Pick out all lines with the word "both" from the records that follow.
=======
PR #4040, opened 2026-06-13
feat: new `ui.Input` element

sxyazi:
This PR adds a new `ui.Input` element that lets you use and interact with input components in the layout system:

```lua
-- ~/.config/yazi/init.lua
local M = {
  _id = "my-input",
  _input = ui.Input { value = "default value" },
}

function M:new(area)
  self:layout(area)
  return self
end

function M:layout(area)
  self._outer = ui.Rect {
    x = area.x,
    y = area.y,
    w = math.min(30, area.w),
    h = math.min(3, area.h),
  }
  self._inner = self._outer:pad(ui.Pad.xy(1))
end

function M:reflow() return { self } end

function M:redraw()
  return {
    ui.Clear(self._outer),
    ui.Border(ui.Edge.ALL):area(self._outer):style(ui.Style():fg("blue")):title("Input:"),
    self._input:area(self._inner):focus(true),
  }
end

local id = Modal:children_add(M, 10)
ps.sub("key-input-close", function(args)
  Modal:children_remove(id)
  return args
end)
```

https://github.com/user-attachments/assets/43b79c5a-7bd0-49f8-8b80-1cba5cd93395

There are still some APIs missing that will be filled in through follow-up PRs.


neelspoc32:
Does focusing on the input field freeze the main Yazi UI, or does it allow for simultaneous interaction with both the input element and the rest of the interface?

sxyazi:
When you focus a `ui.Input`, it takes over the user input, you can subscribe to DDS events that fire when you submit or cancel the input, or even just while typing in it. If you need to, you can revoke the focus on the `ui.Input` from inside the event handler to stop it from taking over user input.

neelspoc32:
Thank you for responding. 
Are you perhaps talking about this:


```
function M:redraw()
  return {
    ...
    ....
    self._input:area(self._inner):focus(true),  <--- setting this to false?
  }
```

sxyazi:
Yup! Passing a false or not returning (i.e. not rendering) at all both ways unfocus it.

neelspoc32:
Thanks!! I will try it!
=======
WRITTEN RESPONSE:
Does focusing on the input field freeze the main Yazi UI, or does it allow for simultaneous interaction with both the input element and the rest of the interface?
Yup! Passing a false or not returning (i.e. not rendering) at all both ways unfocus it.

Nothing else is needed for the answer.